Fell thinks the depressed flat market offers a buying opportunity – particularly if the Government goes through with its promise of leasehold reform.
It has been 18 months since the Leasehold and Freehold Reform Act was passed in the last hours of the Conservative government. But most measures within it have not yet been implemented.
Fell said: ‘Flat values are considerably cheaper than they were, and this potentially opens up an opportunity to buy a home that had previously been unaffordable.
‘And there are some reasonable reasons for optimism when it comes to future expectations of flat prices.
‘In the short to medium term, it’s likely that reform of the leasehold system will give owners more control to shop around for better service and price when it comes to picking a managing agent or even going it alone.

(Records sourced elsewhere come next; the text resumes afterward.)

PR #4178, opened 2020-07-23
Initial integration for Sleuthkit

alsophian:
Integrate The Sleuth Kit (https://sleuthkit.org) digital forensics library with OSS-Fuzz.

@rjotwani : I've pushed just enough to get TSK building in the OSS-Fuzz build environment; can you handle the rest?  Thanks!

### DIFF
--- a/projects/sleuthkit/sleuthkit_fls_fuzzer.cc
+++ b/projects/sleuthkit/sleuthkit_fls_fuzzer.cc
@@ -1,0 +1,44 @@
+// Copyright 2020 Google LLC
+//
+// Licensed under the Apache License, Version 2.0 (the "License");
+// you may not use this file except in compliance with the License.
+// You may obtain a copy of the License at
+//
+//      http://www.apache.org/licenses/LICENSE-2.0
+//
+// Unless required by applicable law or agreed to in writing, software
+// distributed under the License is distributed on an "AS IS" BASIS,
+// WITHOUT WARRANTIES OR CONDITIONS OF ANY KIND, either express or implied.
+// See the License for the specific language governing permissions and
+// limitations under the License.
+
+#include <stddef.h>
+#include <stdint.h>
+
+#include "sleuthkit_mem_img.h"
+#include "sleuthkit/tsk/tsk_tools_i.h"
+
+#ifndef FSTYPE
+#error Define FSTYPE as a valid value of TSK_FS_TYPE_ENUM.
+#endif
+
+extern "C" int LLVMFuzzerTestOneInput(const uint8_t *data, size_t size) {
+  TSK_IMG_INFO* img;
+  TSK_FS_INFO* fs;
+
+  img = mem_open(data, size);
+  if (img == nullptr) return 0;
+
+  fs = tsk_fs_open_img(img, 0, FSTYPE);
+  if (fs == nullptr) goto out;
+
+  tsk_fs_fls(fs, TSK_FS_FLS_FULL, fs->root_inum,
+      TSK_FS_DIR_WALK_FLAG_RECURSE, nullptr, 0);
+
+  fs->close(fs);
+
+out:
+  img->close(img);
+
+  return 0;
+}
--- a/projects/sleuthkit/sleuthkit_fls_fuzzer.cc
+++ b/projects/sleuthkit/sleuthkit_fls_fuzzer.cc
@@ -15,30 +15,29 @@
 #include <stddef.h>
 #include <stdint.h>
 
-#include "sleuthkit_mem_img.h"
 #include "sleuthkit/tsk/tsk_tools_i.h"
+#include "sleuthkit_mem_img.h"
 
 #ifndef FSTYPE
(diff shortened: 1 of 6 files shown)


rjotwani:
@alsophian @spq I've added the two fuzzers from security-research-pocs and it looks like all tests are passing. Please review when you get a chance.

projects/sleuthkit/sleuthkit_mem_img.h
```diff
@@ -0,0 +1,78 @@
...
+        return nullptr;
+  }
+  img = reinterpret_cast<TSK_IMG_INFO*>(inmemory_img);
+  img->itype = TSK_IMG_TYPE_RAW;
+  img->read = mem_read;
+  img->close = mem_close;
+  img->imgstat = mem_imgstat;
+  img->size = size;
+  img->sector_size = 512;
+  // Not sure why we have to initialize this.
```
alsophian, line 70: Can you see if the fuzzer still works without the initialization below?  It's possible that this was only true for the older version of TSK we were using.

alsophian:
Note to self: just waiting for an OK from upstream before marking ready for review.

joachimmetz:
@bcarrier can you provide an "OK" as one of the upstream maintainers

bcarrier:
OK. 

I don't fully understand the fuzzing infrastructure, but it all looks sane to me.

garfi303:
This is certainly a good start. My concern is that SleithKit has 30 pull requests that are pending.

joachimmetz:
@bcarrier the TL;DR is the OSS-Fuzz project will run continously the fuzz targets for you. It will report any issues to the primary_contact in project.yaml (see: https://github.com/google/oss-fuzz/pull/4178/files#diff-9ac4e3e6ff66c0aa502bfeecde5c87d6). These issues are auto-disclosed after 90 days.

It will mark issues as fixed if the fail condition can no longer be reproduced.

Since you're developing on a different branch than master you might want to double check if you want OSS-Fuzz to run on master versus your main development branch (and catch issues early).

projects/sleuthkit/sleuthkit_fls_fuzzer.cc
```diff
@@ -0,0 +1,44 @@
...
+
+extern "C" int LLVMFuzzerTestOneInput(const uint8_t *data, size_t size) {
+  TSK_IMG_INFO* img;
+  TSK_FS_INFO* fs;
+
+  img = mem_open(data, size);
+  if (img == nullptr) return 0;
+
+  fs = tsk_fs_open_img(img, 0, FSTYPE);
+  if (fs == nullptr) goto out;
```
Dor1s, line 33: I'd rather prefer if we invert the condition and put lines 35-38 inside the `if` body. I think some tools (e.g. KLEE) don't work well with goto jumps, so if the code allows to avoid it, let's avoid it.

projects/sleuthkit/sleuthkit_mem_img.h
```diff
@@ -0,0 +1,76 @@
...
+  free(mem_info);
+}
+
+static void mem_imgstat(TSK_IMG_INFO *img_info, FILE *hFile) {}
+
+TSK_IMG_INFO *mem_open(const uint8_t *data, size_t size) {
+  IMG_MEM_INFO* inmemory_img;
+  TSK_IMG_INFO* img;
+  if ((inmemory_img = reinterpret_cast<IMG_MEM_INFO*>(
+       malloc(sizeof(IMG_MEM_INFO)))) == nullptr) {
```
Dor1s, line 60: is it necessarily to use `malloc`? Maybe you can declare it on stack? That way fuzzing will be faster and the code will be simpler.

projects/sleuthkit/sleuthkit_mmls_fuzzer.cc
```diff
@@ -0,0 +1,49 @@
...
+
+extern "C" int LLVMFuzzerTestOneInput(const uint8_t *data, size_t size) {
+  TSK_IMG_INFO* img;
+  TSK_VS_INFO* vs;
+
+  img = mem_open(data, size);
+  if (img == nullptr) return 0;
+
+  vs = tsk_vs_open(img, 0, VSTYPE);
+  if (vs == nullptr) goto out;
```
Dor1s, line 38: same comment about `goto` as above

projects/sleuthkit/sleuthkit_fls_fuzzer.cc
rjotwani: Sure, sounds good.

projects/sleuthkit/sleuthkit_mem_img.h
rjotwani: I'm not sure this is possible. This header file has been taken from a set of [existing utilities,](https://github.com/google/security-research-pocs/blob/master/autofuzz/sleuthkit_mem_img.cc) and the `img` pointer that's returned is allocated in this function. The memory block here is being used in various scopes and across different files, so we should probably keep this instance of `malloc`.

He adds: ‘There is also an increasing recognition that the Building Safety Regulator isn’t working as intended. It’s quite conceivable that a lighter-touch process will emerge, reducing the time and cost of getting major works signed off.
‘This is often work which has stopped owners from selling. And finally, there has been a degree of rollback on inflationary energy policies, which may bring down the cost of running communal heating and hot water systems – one of the biggest drivers of service charge inflation.’
Donnell also believes there is value for money in flats.
He says: ‘In simple terms values are the same today as a decade ago – and there is a buying opportunity so long as you do your homework and really understand the leasehold market and how to manage any risks.
‘Focusing on converted flats and looking at how the property is managed and whether you could self-manage or there is a share of freehold are more attractive.’